### [What to work on]
Find the word "error" in the listing. Copy out each line where it occurs.

### [The data]
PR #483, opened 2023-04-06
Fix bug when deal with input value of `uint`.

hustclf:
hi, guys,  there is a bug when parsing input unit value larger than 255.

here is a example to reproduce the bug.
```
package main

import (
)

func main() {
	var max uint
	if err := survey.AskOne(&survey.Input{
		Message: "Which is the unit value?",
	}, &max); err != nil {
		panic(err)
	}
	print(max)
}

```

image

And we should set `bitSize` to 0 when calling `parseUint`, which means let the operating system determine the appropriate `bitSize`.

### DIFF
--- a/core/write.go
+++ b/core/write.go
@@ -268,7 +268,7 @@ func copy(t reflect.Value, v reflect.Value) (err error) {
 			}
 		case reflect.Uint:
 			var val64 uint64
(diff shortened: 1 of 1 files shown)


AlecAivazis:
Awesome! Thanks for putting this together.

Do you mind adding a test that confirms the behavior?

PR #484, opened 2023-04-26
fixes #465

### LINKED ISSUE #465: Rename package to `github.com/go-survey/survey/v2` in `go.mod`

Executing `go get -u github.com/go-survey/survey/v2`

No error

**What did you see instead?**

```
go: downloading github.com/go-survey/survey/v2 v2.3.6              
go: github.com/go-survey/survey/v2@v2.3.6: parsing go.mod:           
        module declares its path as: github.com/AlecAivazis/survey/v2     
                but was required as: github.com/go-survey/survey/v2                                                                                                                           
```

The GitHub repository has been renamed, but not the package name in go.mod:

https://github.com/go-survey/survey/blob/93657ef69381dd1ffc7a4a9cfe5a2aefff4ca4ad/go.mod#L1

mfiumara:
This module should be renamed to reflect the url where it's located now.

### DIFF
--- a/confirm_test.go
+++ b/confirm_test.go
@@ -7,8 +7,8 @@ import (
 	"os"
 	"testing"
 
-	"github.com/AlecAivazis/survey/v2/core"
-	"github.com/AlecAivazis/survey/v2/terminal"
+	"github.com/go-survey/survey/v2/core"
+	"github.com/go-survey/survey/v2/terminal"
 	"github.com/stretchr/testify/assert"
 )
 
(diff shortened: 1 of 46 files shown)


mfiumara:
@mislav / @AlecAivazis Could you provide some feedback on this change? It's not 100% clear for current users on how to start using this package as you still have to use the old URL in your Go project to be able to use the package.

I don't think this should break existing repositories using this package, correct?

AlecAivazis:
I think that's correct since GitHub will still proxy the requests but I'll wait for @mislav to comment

### [Answer to the exercise]
@@ -268,7 +268,7 @@ func copy(t reflect.Value, v reflect.Value) (err error) {
No error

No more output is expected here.